» TASK
Could you return the lines below exactly, from the first line up to and including the line that holds "How is that"?

» PROVIDED INFORMATION

▼

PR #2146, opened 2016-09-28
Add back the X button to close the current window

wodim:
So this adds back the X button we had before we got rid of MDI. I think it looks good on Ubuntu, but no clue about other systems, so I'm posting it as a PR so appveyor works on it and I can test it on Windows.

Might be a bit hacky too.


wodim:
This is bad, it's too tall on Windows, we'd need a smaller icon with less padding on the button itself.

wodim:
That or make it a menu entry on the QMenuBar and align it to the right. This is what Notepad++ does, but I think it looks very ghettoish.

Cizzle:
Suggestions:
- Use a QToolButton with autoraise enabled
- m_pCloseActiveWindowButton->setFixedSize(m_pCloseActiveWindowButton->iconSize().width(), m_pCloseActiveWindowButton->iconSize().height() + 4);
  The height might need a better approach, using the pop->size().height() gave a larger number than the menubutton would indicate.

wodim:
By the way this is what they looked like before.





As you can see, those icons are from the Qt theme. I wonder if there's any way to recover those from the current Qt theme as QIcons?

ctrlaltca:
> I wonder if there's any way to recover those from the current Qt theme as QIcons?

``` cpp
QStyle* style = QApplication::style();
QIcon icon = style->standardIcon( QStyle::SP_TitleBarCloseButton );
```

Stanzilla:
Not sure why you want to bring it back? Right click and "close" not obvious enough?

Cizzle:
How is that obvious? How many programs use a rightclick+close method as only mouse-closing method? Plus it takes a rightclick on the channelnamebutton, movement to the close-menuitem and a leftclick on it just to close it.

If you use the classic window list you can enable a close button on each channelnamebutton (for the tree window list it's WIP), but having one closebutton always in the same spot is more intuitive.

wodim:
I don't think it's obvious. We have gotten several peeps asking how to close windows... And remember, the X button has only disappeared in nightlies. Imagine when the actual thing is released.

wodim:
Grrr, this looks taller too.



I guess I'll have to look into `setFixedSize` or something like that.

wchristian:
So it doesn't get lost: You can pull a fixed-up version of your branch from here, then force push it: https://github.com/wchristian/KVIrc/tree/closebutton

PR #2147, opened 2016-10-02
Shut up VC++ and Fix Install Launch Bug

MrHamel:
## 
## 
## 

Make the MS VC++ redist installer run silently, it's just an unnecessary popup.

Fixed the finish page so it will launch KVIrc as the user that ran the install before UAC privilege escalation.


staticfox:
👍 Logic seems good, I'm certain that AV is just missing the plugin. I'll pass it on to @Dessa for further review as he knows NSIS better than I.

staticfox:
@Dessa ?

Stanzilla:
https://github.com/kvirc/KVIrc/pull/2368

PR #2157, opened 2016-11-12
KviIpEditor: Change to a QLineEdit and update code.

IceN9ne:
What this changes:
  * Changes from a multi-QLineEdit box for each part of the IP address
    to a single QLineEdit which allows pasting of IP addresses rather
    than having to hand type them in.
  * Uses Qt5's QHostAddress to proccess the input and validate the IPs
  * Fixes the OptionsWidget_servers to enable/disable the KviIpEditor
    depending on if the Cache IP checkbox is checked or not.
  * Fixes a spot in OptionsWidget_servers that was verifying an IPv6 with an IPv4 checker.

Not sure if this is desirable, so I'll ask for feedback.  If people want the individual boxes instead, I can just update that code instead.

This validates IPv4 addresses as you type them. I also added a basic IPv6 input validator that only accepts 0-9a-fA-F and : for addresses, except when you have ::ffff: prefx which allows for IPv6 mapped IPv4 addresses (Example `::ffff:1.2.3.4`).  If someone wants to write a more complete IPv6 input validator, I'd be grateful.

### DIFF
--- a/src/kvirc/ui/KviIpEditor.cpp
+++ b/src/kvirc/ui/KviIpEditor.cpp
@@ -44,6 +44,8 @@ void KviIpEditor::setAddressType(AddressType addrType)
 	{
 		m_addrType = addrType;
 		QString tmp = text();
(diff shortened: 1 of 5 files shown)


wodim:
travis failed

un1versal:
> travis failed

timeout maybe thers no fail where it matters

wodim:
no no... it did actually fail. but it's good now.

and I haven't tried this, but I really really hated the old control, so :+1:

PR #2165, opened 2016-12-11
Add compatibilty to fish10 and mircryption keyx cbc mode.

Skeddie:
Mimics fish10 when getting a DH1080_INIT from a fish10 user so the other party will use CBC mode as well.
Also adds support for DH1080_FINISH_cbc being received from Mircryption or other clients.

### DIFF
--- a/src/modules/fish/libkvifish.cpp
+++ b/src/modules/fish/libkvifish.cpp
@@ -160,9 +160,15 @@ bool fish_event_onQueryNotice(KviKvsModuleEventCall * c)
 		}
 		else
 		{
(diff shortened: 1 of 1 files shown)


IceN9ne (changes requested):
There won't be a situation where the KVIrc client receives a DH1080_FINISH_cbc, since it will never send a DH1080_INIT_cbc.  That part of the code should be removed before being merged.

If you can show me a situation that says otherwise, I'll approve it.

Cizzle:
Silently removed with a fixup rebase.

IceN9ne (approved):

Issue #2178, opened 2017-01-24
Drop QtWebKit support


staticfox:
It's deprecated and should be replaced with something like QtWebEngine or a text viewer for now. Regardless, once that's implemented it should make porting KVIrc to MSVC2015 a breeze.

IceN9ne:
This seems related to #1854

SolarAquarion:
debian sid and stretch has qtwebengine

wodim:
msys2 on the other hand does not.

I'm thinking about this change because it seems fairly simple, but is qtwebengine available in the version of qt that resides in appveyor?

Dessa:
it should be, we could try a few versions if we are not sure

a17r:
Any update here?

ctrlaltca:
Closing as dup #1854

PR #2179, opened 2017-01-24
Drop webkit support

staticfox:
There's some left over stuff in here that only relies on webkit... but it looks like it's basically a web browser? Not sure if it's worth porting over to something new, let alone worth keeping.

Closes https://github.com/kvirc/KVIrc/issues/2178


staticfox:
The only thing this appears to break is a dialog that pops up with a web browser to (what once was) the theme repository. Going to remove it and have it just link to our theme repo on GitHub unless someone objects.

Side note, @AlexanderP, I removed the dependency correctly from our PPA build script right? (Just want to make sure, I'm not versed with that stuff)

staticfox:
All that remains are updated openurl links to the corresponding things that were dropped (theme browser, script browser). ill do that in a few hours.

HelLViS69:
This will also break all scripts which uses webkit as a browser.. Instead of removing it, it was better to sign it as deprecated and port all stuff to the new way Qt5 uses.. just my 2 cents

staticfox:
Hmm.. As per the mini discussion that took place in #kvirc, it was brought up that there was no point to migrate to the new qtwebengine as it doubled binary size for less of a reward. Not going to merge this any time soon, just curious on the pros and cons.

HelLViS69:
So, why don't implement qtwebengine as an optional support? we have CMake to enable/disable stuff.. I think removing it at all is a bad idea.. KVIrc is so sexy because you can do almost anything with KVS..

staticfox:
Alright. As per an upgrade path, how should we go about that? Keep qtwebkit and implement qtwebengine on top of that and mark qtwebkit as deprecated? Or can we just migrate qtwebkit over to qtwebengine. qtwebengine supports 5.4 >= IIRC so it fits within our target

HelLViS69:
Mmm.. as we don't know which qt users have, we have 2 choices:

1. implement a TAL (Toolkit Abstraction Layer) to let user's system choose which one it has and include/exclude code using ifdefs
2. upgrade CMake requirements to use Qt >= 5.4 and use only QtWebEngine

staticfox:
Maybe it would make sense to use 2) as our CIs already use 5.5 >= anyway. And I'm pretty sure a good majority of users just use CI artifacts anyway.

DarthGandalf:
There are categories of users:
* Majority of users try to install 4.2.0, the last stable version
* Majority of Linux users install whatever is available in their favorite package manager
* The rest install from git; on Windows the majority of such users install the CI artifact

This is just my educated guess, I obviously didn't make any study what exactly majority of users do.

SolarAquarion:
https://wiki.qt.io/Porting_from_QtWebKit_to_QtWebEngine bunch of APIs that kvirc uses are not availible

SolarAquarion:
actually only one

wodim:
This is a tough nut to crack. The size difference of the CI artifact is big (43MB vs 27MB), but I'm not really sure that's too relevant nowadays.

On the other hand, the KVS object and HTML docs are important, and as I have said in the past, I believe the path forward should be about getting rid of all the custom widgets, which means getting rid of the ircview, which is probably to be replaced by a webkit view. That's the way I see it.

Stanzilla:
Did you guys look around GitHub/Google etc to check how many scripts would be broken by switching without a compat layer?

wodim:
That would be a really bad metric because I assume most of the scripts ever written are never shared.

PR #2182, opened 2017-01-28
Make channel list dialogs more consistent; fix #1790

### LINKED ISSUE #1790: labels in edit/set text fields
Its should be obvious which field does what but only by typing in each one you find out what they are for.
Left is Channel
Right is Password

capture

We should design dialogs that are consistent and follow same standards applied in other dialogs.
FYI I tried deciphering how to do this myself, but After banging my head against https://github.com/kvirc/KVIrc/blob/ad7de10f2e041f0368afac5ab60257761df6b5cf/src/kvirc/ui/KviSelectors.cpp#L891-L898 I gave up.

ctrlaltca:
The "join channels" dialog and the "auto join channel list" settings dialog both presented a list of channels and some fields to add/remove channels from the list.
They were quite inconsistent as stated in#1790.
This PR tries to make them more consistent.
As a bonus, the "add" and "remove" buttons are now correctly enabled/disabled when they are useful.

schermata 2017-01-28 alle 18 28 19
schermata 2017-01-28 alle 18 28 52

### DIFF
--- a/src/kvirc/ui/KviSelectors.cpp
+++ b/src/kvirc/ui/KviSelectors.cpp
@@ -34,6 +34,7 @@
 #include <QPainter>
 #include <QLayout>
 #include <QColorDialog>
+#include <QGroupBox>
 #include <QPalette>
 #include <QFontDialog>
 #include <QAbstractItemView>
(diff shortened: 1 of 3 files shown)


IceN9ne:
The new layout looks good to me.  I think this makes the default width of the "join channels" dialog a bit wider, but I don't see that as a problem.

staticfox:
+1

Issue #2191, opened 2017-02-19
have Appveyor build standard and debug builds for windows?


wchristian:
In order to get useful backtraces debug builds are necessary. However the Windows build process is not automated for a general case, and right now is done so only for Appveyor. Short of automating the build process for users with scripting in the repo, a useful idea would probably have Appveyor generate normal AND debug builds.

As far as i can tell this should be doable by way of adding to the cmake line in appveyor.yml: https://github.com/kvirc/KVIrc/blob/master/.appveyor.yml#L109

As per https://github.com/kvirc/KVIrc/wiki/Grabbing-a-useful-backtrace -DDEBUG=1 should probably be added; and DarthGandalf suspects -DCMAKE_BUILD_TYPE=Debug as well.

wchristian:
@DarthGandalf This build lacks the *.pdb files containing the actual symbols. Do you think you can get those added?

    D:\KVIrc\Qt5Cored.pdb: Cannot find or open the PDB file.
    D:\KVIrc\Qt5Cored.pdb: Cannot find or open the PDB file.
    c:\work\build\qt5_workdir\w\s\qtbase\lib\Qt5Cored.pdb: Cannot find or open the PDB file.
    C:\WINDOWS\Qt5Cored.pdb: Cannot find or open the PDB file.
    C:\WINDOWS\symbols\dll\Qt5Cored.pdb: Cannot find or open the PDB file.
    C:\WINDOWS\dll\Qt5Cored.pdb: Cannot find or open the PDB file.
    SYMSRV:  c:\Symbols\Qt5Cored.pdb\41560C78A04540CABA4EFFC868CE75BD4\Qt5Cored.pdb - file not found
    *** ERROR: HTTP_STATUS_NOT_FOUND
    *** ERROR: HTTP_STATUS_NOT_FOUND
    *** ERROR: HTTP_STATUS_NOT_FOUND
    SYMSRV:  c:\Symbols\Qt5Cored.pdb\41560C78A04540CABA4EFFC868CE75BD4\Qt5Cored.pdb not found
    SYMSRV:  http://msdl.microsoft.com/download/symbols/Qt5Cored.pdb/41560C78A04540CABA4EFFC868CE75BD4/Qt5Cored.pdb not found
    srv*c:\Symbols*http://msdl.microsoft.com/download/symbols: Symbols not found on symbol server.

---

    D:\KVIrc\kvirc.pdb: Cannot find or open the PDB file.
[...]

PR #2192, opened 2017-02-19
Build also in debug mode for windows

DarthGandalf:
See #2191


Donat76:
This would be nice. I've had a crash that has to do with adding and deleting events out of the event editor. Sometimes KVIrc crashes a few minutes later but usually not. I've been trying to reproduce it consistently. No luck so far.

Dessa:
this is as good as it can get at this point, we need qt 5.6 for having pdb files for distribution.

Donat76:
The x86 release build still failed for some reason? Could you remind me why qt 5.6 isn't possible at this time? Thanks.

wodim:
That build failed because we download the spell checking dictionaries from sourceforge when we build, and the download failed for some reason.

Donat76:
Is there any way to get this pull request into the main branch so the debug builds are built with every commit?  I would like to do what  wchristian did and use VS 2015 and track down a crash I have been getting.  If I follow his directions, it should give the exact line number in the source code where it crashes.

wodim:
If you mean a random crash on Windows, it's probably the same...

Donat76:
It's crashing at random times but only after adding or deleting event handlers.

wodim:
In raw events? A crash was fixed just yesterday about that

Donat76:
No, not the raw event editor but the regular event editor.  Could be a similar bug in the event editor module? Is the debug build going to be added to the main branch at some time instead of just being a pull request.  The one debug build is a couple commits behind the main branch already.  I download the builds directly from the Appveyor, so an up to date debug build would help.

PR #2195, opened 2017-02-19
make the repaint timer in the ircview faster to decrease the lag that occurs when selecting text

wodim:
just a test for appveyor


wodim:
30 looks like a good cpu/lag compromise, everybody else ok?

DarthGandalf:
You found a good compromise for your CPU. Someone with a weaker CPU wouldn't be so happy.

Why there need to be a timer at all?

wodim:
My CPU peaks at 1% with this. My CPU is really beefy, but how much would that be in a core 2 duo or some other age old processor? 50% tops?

▲

» SOLUTION FOR THIS TASK
PR #2146, opened 2016-09-28
Add back the X button to close the current window

wodim:
So this adds back the X button we had before we got rid of MDI. I think it looks good on Ubuntu, but no clue about other systems, so I'm posting it as a PR so appveyor works on it and I can test it on Windows.

Might be a bit hacky too.


wodim:
This is bad, it's too tall on Windows, we'd need a smaller icon with less padding on the button itself.

wodim:
That or make it a menu entry on the QMenuBar and align it to the right. This is what Notepad++ does, but I think it looks very ghettoish.

Cizzle:
Suggestions:
- Use a QToolButton with autoraise enabled
- m_pCloseActiveWindowButton->setFixedSize(m_pCloseActiveWindowButton->iconSize().width(), m_pCloseActiveWindowButton->iconSize().height() + 4);
  The height might need a better approach, using the pop->size().height() gave a larger number than the menubutton would indicate.

wodim:
By the way this is what they looked like before.





As you can see, those icons are from the Qt theme. I wonder if there's any way to recover those from the current Qt theme as QIcons?

ctrlaltca:
> I wonder if there's any way to recover those from the current Qt theme as QIcons?

``` cpp
QStyle* style = QApplication::style();
QIcon icon = style->standardIcon( QStyle::SP_TitleBarCloseButton );
```

Stanzilla:
Not sure why you want to bring it back? Right click and "close" not obvious enough?

Cizzle:
How is that obvious? How many programs use a rightclick+close method as only mouse-closing method? Plus it takes a rightclick on the channelnamebutton, movement to the close-menuitem and a leftclick on it just to close it.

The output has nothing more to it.